Photo-Illustration: by The Cut; Photos: Getty Images

Dear Boss,

I am a creative team lead at a floundering start-up. This is the worst-run workplace I have ever seen. There are two people above me, our CEO “Lorna” and her general manager, “Ignatius.” Lorna is not a bad person, but she has a tendency to not tell the whole truth and to try to intimidate her way out of difficult conversations through dramatics. She leaves much of her work to Ignatius, who is very unprofessional, highly defensive, and, unfortunately, someone about whom Lorna will hear no evil.

In the time I’ve worked here, ever since Ignatius decided to take charge of our project, I’ve been publicly mocked and shamed, used as a scapegoat for everything that goes wrong, and generally treated poorly. It came to a head last week when, after doing an editing task Ignatius had asked me to do (and which is well within my purview as creative lead), I received immediate and hostile email backlash in furious run-on sentences, including bold-faced lies. This went to Lorna as well. 

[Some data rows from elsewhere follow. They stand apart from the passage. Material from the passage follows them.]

PR #1895, opened 2026-07-24
chore!: remove v3→v4 migration scaffolding and drop protocol v3/v4 support (MIN=5)

### LINKED ISSUE #1751: Remove v3→v4 migration scaffolding once all network keys are reconfigured under v4
## Context
v4 (`off_chain_validator_metadata_enabled`) moved network-key DKG/reconfiguration blobs off chain into the handoff plane. During the v3→v4 rolling upgrade, temporary scaffolding bridges keys whose DKG or last reconfiguration ran under v3 — their authoritative blobs exist only on chain. Once every network key has reconfigured under v4, this scaffolding is dead code and must be removed. Currently tracked only by `TODO(v3->v4 migration)` comments; this issue is the external anchor.

## Trigger condition
Every network key is in the off-chain handoff plane: the syncer no longer takes the chain-read fallback for any key (`dkg_in_handoff` true for all; the `key_blobs_already_cached`-false branch is never hit).

## Cleanup set (coupled — remove together)
Greppable: `grep -rn "TODO(v3->v4 migration)" crates`
1. `crates/ika-core/src/sui_connector/sui_syncer.rs:819` + `:852` — delete the `key_blobs_already_cached` blob-read branch; collapse `chain_fetched` to the unconditional `off_chain_on` synthesize-empty fast path (anchor removal).
2. `crates/ika-core/src/dwallet_mpc/mpc_manager.rs:966` — tighten cert-less adoption of a reconfigured key to reject rather than blindly adopt from chain.
3. `crates/ika-core/src/dwallet_mpc/mpc_manager.rs:973` — remove the transiently-empty-overlay downgrade guard.
4. `crates/ika-core/src/dwallet_mpc/mpc_manager.rs:2081` — remove the `off_chain_validator_metadata_enabled()` gate on DKG mirroring (always mirror).

## NOT in scope (permanent guards, untagged)
- `crates/ika-core/src/dwallet_mpc/dwallet_mpc_service.rs:941` — internal-presign history-replay guard.
- `crates/ika-core/src/dwallet_mpc/crytographic_computation/mpc_computations/reconfiguration.rs:79` — fail-loud partial-map check in the v3-callable reconfig path.

## Suggested hardening
Add a log/metric when the syncer stops taking the chain-read fallback for the last pre-v4 key, so "migration complete → clean up" is a signal, not a memory item.

## Related
`dev-docs/plans/handoff-sui-decoupling.md`.

omersadika:
Closes #1751. With both deployed networks **verified on-chain at protocol v5** (mainnet: epoch 360, v5, no pending upgrade; testnet: epoch 363, v5, no pending upgrade — via publicnode RPC), `MIN_PROTOCOL_VERSION` moves to **5** and everything the binary kept only to run v3/v4 is removed — then the upgrade-test suite is rebuilt around the deployed v1.2.5 release.

## Commits 1–2 — issue #1751: the v3→v4 migration scaffolding

The four coupled `TODO(v3->v4 migration)` sites: the `dkg_in_handoff` chain-read fallback in the syncer (stranded-key recovery from #1852 preserved), cert-less adoption of a reconfigured key tightened to **reject** instead of blindly adopting from chain, the transiently-empty-overlay downgrade guard, and the v4 gate on DKG mirroring. A consensus-review pass on this commit produced the commit-2 keep-guard, later removed again when v3 stopped existing entirely.

## Commits 3–4 — protocol v3/v4 support removal (`MIN_PROTOCOL_VERSION = 5`)

- **ika-protocol-config**: MIN 3→5. The per-version history arms (`for cur in 2..=version.0`) are **kept** as readable history; the three v5 snapshots are untouched and their passing pins that the config is byte-identical (pre-v5 snapshots deleted).
- **ika-core network-key flows**: the backward-compatible (class-groups-only) DKG/reconfiguration parties, their `PublicInput`/`ProtocolCryptographicData` variants and dispatch arms, and pre-aggregation (V3-tagged) output **production** removed — reconfiguration outputs are always aggregated (V4). Off-chain-metadata gates inside the network-key flows collapse to unconditional.
- **Persisted-state compat retained**: `Versioned*` enum variants keep their BCS indices; V1/V2/V3 **decode** paths and the anchor-reconstruction machinery stay (deployed networks persist pre-v5 state); old validator-key-shape reading untouched. The retained decode surface is pinned by `fixed_vectors.rs` against committed fixtures.
- **Tests**: `network_dkg_bwd_compat` (subject = the deleted v2-crypto path) and `protocol_version_transition` (no boundary below MAX until v6) deleted — resurrection SHAs recorded in #1909; v4-pinned cluster tests repinned to `ProtocolVersion::MAX`; the fixed-vector generator deleted (fixtures are frozen historical state, pinned tests stay).

## Commits 5–7 — the v1.2.5 upgrade-test suite (successor to the retired rehearsals)

The v3/v4-era scenarios (`cross_binary`, `malicious_cross_binary`, `v118_upgrade`, `v118_churn`, `v118_mixed_rollout`, `v121_rollout`) cannot boot against this binary and rehearsed completed rollouts. Their still-relevant coverage is **ported, not dropped**:

- **`v125_rollout`** — the deployed-release gate and the **PR/workflow default scenario**: literal `release/mainnet-v1.2.5` committee at genesis v5, one validator upgraded to current, two mixed reshares with per-authority byte-equality + zero-malicious gates, then full swap + convergence. A pure binary swap — no protocol transition.
- **`v125_churn`** — full sequential swap (on-disk state continuity), a peer-only-mirrored OCS joiner folded into the reshared v1.2.5-origin key (4→5), MPC timing snapshot, and a shrink reshare (5→4); direct/mirrored read-topology split.
- **`malicious_v125`** — test-testing counterpart: honest v1.2.5 committee + one faulty current validator (the `test-testing` fault hook is **re-homed** into the main reconfiguration path — it silently died with the bwd-compat party); detection asserted via the malicious-actors gauge. CI-dispatchable (the workflow builds the faulty binary).
- **`upgrade-test.yaml` retains and rewires the OLD-binary build machinery** (worktree build of `old_ref`, defaults `release/mainnet-v1.2.5`/`ika-validator`, real-crypto guards, `test_testing_fault` input for expected-fail gate validation).

## Verification

- **CI green on this branch**: cluster suite (×3 runs), Rust integration suite (real crypto), standard CI/clippy/fmt, `workload` end-to-end, **`v125_rollout` full pass** (literal v1.2.5 ↔ current convergence), **`malicious_v125` full pass** (detection fires — the gates are not vacuous). `v125_churn` + TS integration + rebased-head re-runs in flight at time of writing; merge on current-head green per review.
- Local: protocol-config snapshot tests (value-preserving fold proven), targeted real-crypto ika-core tests 10/10, clippy clean.

## Follow-ups — #1909
Anchor-reconstruction removal (gauge-gated), always-true flag sweep, v6 boundary-test resurrection (SHAs recorded), BLS-key cleanup (#1751 thread).

https://claude.ai/code/session_01RmR92cFA9bz3MPfb9z6urf


omersadika (commented):
## Review: remove v3→v4 scaffolding, drop protocol v3/v4 (`MIN=5`)

**Verdict: looks good to merge, with two things to confirm first.** The
load-bearing premise checks out, the riskiest claim is pinned by a test rather
than asserted, and upgrade coverage is retargeted rather than dropped.

### The premise — verified independently

Everything here rests on "mainnet and testnet both run protocol v5". I queried
the chain rather than take it on faith:

```
MAINNET  epoch = 360   protocol_version = 5   next_protocol_version = None
```

Mainnet — the network that was furthest behind at v3 — **is on v5 with no
pending upgrade**. That is the strict constraint and it holds.

⚠️ **Testnet unverified**: the public testnet RPC didn't respond for me.
Testnet was on v4 and upgrades ahead of mainnet, so it is almost certainly ≥5
— but "almost certainly" isn't the bar for a change that makes the binary
unable to join a sub-v5 network. Worth a 10-second confirmation before merge.

### What's done well

**The value-preserving fold is proven, not asserted.** Folding the v3/v4 arms
into the base config is the change most likely to silently alter a config
value. Deleting the v1/v3/v4 snapshots while leaving all three v5 snapshots
**untouched** is exactly right — the unchanged v5 snapshot passing *is* the
proof. Confirmed no `version_5` snapshot appears in the diff.

**Coverage was retargeted, not deleted.** (My first pass misread this because
I stripped rename targets out of the file list — flagging in case anyone else
skims the same way.)

| Retired | Successor |
|---|---|
| `v121_rollout` | → `v125_rollout` (retargeted to `release/mainnet-v1.2.5`) |
| `malicious_cross_binary` | → `malicious_v125` |
| `cross_binary`, `v118_*` | → `v125_churn` (new) |

`v125_churn`'s doc comment explicitly picks up what `cross_binary` uniquely
covered — the 5→4 reshare-to-fewer-parties direction and the mixed
direct/mirrored OCS topology. That's careful, not deletion by convenience.

**The security posture improves.** A reconfigured key with no prior handoff
cert is now **rejected** (warn-once, retried) instead of blindly adopted from
chain, closing the one documented bypass of the cert-digest gate.

**Persisted-state compat is correctly retained** — `Versioned*` variants keep
their BCS indices and the decode paths stay. The distinction between "stop
*producing* V3" and "keep *decoding* V3" is the right one, and the follow-up is
properly gated on the fleet-wide version gauge rather than done speculatively.

### Findings

**1. The PR description materially misdescribes the change.** It says
*"upgrade-test.yaml drops the OLD-binary build machinery and its inputs; the
PR/release default scenario is now `workload`"*. The workflow actually defaults
to **`v125_rollout`** and **retains** the OLD-binary machinery — the
description appears to describe an earlier state of the branch. It understates
the work in the direction that makes a reviewer think mixed-binary coverage was
abandoned. Worth updating, since this is what reviewers and future
archaeologists read.

**2. Dangling reference to a deleted file.**
`crates/ika-upgrade-test/src/bin/upgrade-test.rs:73` still says *"Mirror the
proven-good config from `tests/cross_binary.rs`"* — that file no longer exists.
One-line fix. (The other `v118_*` / `cross_binary` mentions I checked are
deliberate historical prose — "the successor to the retired X" — which are fine
and worth keeping.)

**3. Raising `MIN` turns stale local state into a boot panic.**
`get_for_version` asserts `version >= MIN`, and the single production caller
reads the **current** epoch's version from `epoch_start_configuration`, so
there is no historical-config reconstruction and the blast radius is bounded.
But a validator restored from a pre-v5 backup, or one offline since before
activation, will panic at boot with:

> `Network protocol version is 4, but the minimum supported version by the binary is 5. Please upgrade the binary.`

That message is exactly backwards for this case — the operator needs to catch
up chain state or re-sync, not upgrade the binary. Worth a release-note line,
or an assert message that names both directions.

**4. The green `v125_rollout` is on a stale SHA.** It passed on `812544de9b`;
PR head is `609f83e1aa`, whose Upgrade Test is still in flight. Don't merge on
the old green.

### Minor

- `network_dkg_bwd_compat.rs` (−1,313) is the largest single deletion. Its
  subject is the deleted v2-crypto path so removal is right — worth a
  confirmation that nothing in it was incidentally covering the **retained**
  decode paths.
- Deleting `protocol_version_transition` leaves no upgrade-boundary cluster
  coverage until v6. The reasoning (no boundary exists below MAX) is sound and
  the PR says to resurrect from history — please record the commit SHA in the
  follow-up issue so that's a lookup rather than an archaeology exercise.

### Risk summary

The irreversible part — a binary that cannot join a sub-v5 network — is
justified by verified on-chain state. The reversible parts (deleted tests,
folded config) are either retargeted or pinned by a passing snapshot. The main
residual risk is operational (finding 3), not protocol.

🤖 Review generated with [Claude Code](https://claude.com/claude-code)

omersadika:
Re: review — all findings addressed:

1. **PR description** — rewritten; it described a pre-`v125` state of the branch (the workflow retains the OLD-binary machinery and defaults to `v125_rollout`, as you noted).
2. **Dangling `cross_binary.rs` reference** in `upgrade-test.rs` — fixed in `e9d9c4456d`.
3. **Backwards panic message** — the below-MIN assert now names both directions (stale local state → catch up/re-sync vs. genuinely older network → different binary), same commit.
4. **Stale-SHA green** — agreed; the current-head `v125_rollout` run is queued/in-flight and merge waits for it.

⚠️ **Testnet — verified**: `protocol_version = 5`, `next_protocol_version = None` at epoch 363, queried via `sui-testnet-rpc.publicnode.com` (the default fullnode endpoint is unresponsive, matching your experience). Object path: `ikaSystemObject 0x2172…dec6` → dynamic field → `SystemInner`.

Minor items: the retained decode surface (V1/V2/V3 anchor reconstruction + reconfiguration-output upgrade) is pinned by `fixed_vectors.rs` against committed fixtures; the one decode arm `network_dkg_bwd_compat` covered incidentally (instantiation from a **V2-tagged current** reconfiguration output) is unreachable on any v5 network — every live key's current output is V4 — and fails loudly if ever hit. Resurrection SHAs for `protocol_version_transition` (both flavors) are recorded in follow-up #1909.

omersadika:
**`v125_churn`'s first run caught a real #1751 regression** — worth the scenario's existence on its own.

The mirrored joiner never instantiated the v1.2.5-origin network key (canonical-version gauge stuck at 0): a joiner holds nothing for a key DKG'd before it existed, its producer cache can never fill, and the cert-pinned blob install (barrier) covers only continuing validators — while adoption skipped the empty overlay entry *before* the #1852 stranded-key detection could fire. Pre-#1751, the removed chain-read fallback covered this shape implicitly (`dkg_in_handoff == false` is a joiner's initial state, not just a pre-v4 key's).

Fix (`882e945cde`): a second trigger on the **existing** stranded-key recovery — an empty overlay entry for a key DKG'd in a *prior* epoch, on a validator with nothing instantiated/in-flight/adopted for it, flags the key for the syncer's chain-sourced read; the cert digest gates still verify the returned blobs, confirmed instantiation un-flags, keys DKG'd this epoch are excluded (fresh-key bootstrap window), and restarting continuing validators never hit it (the barrier fills their cache first). Regression-pinned in `network_key_adoption::empty_overlay_for_prior_epoch_key_flags_stranded`; `handoff.md`'s stranded-recovery contract now names both triggers. `v125_churn` re-dispatched on the fix.

`malicious_v125` passed on its first run, and testnet is verified at v5 (see previous comment) — so both of the review's pre-merge confirmations are done; merge now additionally waits on the churn re-run.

The very next day, my hours were cut by 75 percent. I am told this is temporary. Lorna also told me out of nowhere that I must be pregnant, clarified only by a muttered, “Oh, I thought it might be hormones.” I can only extrapolate that she means my attitude, although my comments [in that same email thread] included a lot of positive feedback, the word please, and genuine suggestions, whereas Ignatius told several obvious fibs (which I’ve already disproved with screenshots), attacked me personally, and refused to make simple content edits he was responsible for.

To add to this chaos, we’re onboarding new team members, meaning that I am often in the position of having to apologize for or otherwise explain away Ignatius’s mistakes. People are in paranoid meltdowns, not understanding if they have a  job or not, because Ignatius (the person responsible for that) tells them a hundred different things or just ignores them. To add insult to injury, I found out new hires in lower-level positions now make more than I do. By the way, I haven’t had a contract for over six months.

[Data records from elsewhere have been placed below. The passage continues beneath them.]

Issue #1882, opened 2026-07-22
sui_state_direct cannot bootstrap committee verification: MissingCommittee retry-forever on validator boot (needs historical committee/checkpoint serving or a persisted verification anchor)


omersadika:
## Severity: high — any validator booting on `sui_state_direct` never brings up its Sui connector; its entire MPC stack stays dead

Live occurrence 2026-07-22: dWallet Labs 1, n1stake, and Full Sail Validator (all v1.2.3 `194a9db7fe`, all switched to `sui_state_direct`) restarted mid-epoch-360 and show `canonical_dkg_output_version=0`, no `network_key_loaded_epoch` series, no advances — while ika-side consensus keeps working (`ika_current_epoch=360`, `announcements_received=42`).

## Log signature (from dWallet Labs 1, repeating every 30s since boot — 602 attempts over ~5h)

```
WARN ika_core::sui_connector::sui_executor (sui_executor.rs:215)
  "verified_system_inner still failing — likely a pruned-and-uncached anchor
   (Sui-fullnode retention gap); raise fullnode retention or re-anchor"
  error=MissingCommittee(1168) attempts=602 backoff_secs=30

WARN ika_node (lib.rs:926)
  "Sui committee ratchet failed; will retry"
  error=Transport(Network("code: 'Some requested entity was not found', message: \"Epoch 0 not found\""))
```

## Mechanism

`verified_system_inner` needs the Sui committee for the current Sui epoch (1168) to verify system-object reads. The committee ratchet walks committees forward from an anchor; on this source the walk fails twice over:
- the ratchet's cold-start read asks for epoch 0 (genesis committee) — the state-direct source answers "Epoch 0 not found";
- the incremental path needs prior-epoch end-of-epoch checkpoint data to step to 1168 — state_direct serves current state + a change stream, not historical epochs.

So a **fresh process** on state_direct can never verify anything: no verified system object → the syncer's `system_object_receiver` stays `None` → key delivery, canonical-mirror hydration, and epoch-start MPC data never happen. A long-running process that verified before the switch keeps working from its in-memory ratchet — the failure is boot-only, which is why this looks exactly like a wedge and only appears after a restart. Note the OCS pusher itself is fine (`ika_ocs_chain_latest_epoch=1168`, current, on all three) — the gap is verification bootstrap, not the data feed.

[...]

PR #1896, opened 2026-07-24
fix(state-sync): notifier cold-start — pull-mode sync starts from the on-chain processed cursor

omersadika:
Fixes the actual root cause behind the notifier-side stalls in #1892 (the failure that forced the gRPC → JSON-RPC revert; #1884 fixed the validator committee-ratchet boot, but not this).

## Root cause

Pull-mode checkpoint sync demanded contiguous history from sequence 1. On a long-lived network **no peer can serve deep history**: validators never pull (they only hold what consensus handed them since their own last redeploy), and nothing backfills. A notifier deployed on a fresh database therefore looped forever on `no peers were able to help sync checkpoint 1` — `synced` pinned at 0 while `known` grew (the exact incident telemetry: `known` was only ever updated inside the dying sync job), the writer had nothing to submit, and every epoch close was silently blocked. The gRPC correlation was the fresh deploy that came with the migration, not the transport; the JSON-RPC revert "worked" because it restored the old database.

## Fix

The chain already defines what a writer still needs: everything at or below the coordinator's / system object's `last_processed_checkpoint_sequence_number` has landed on Sui and is submit-useless.

- The node's Sui connector feeds those two cursors into p2p state sync (`OnChainCheckpointCursors`: `watch` channels of `Option<u64>`, `None` until the first successful chain read, monotonically forward).
- Pull-mode sync (both checkpoint streams) starts from `max(local_next, cursor + 1)`, logging the skip.
- **Cold-start deferral**: an empty store does not start its first sync job until the cursor is known — otherwise the first job races the connector's first read straight back into the from-1 wedge. At genesis the first read is `Some(0)` within seconds (`Some(0)` ≠ `None` is why the channel carries `Option`), so brand-new networks are unaffected — every existing cluster test exercises that path from boot.
- Validators never pull; their behavior is untouched. Builder users without a cursor feed keep today's behavior.

## Regression test

`notifier_cold_start.rs`: boots a 4-validator cluster, waits for a healthy close, **wipes the notifier's entire database**, restarts it, and requires (a) two further epoch closes — only the history-less notifier can drive them — and (b) checkpoint 1 staying absent from its store. Localnet peers *do* hold full history, so (b) fails if sync silently falls back to the old from-1 path: the assertion pins the floor engaging, not just liveness.

## Docs

`dev-docs/specs/checkpoint-sync-floor.md` (+ README index): the failure, the floor rules, and the new gap-tolerant store invariants.

Related: #1892 (observability for this stall class is in #1894), #1882/#1884 (the separate committee-ratchet boot fix).


omersadika:
Cold-start regression test green: https://github.com/dwallet-labs/ika/actions/runs/30127086906 — post-restart snapshot confirmed an empty store, the floor started sync at cursor+1, checkpoint 1 stayed absent, and two epoch closes completed on the gap-started store. Full suite on the final head dispatched below.

omersadika:
Full cluster suite green on the final head (6344e4e4): https://github.com/dwallet-labs/ika/actions/runs/30130793467 — all 23 tests including the new cold-start regression. This PR is merge-ready. Note for merge order: #1894 and this touch different regions of state_sync/mod.rs; whichever merges second may need a trivial rebase.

I’ve been unable to leave due to the flexibility of the schedule and my financial needs, but I am now at a point where I am ready to disengage. It seems like the perfect time. But if I leave this incredibly detailed project that cost me friendships, physical and emotional health, and much of my family stability, and Ignatius takes over, it’s dead. It’s gone. It will never happen. I carried this project through the coronavirus with a dispersed team as a first-time manager working through severe illness, and I want it to succeed. I want to be done, but I don’t want this time to have been a waste. How do I move on?

Oh my goodness, leave.

You’re being abused and lied about, your hours have been cut by 75 percent (!) as retribution for an imagined offense, your co-workers are having paranoid meltdowns, the organization is horribly run, and staying there has already damaged your friendships and your health.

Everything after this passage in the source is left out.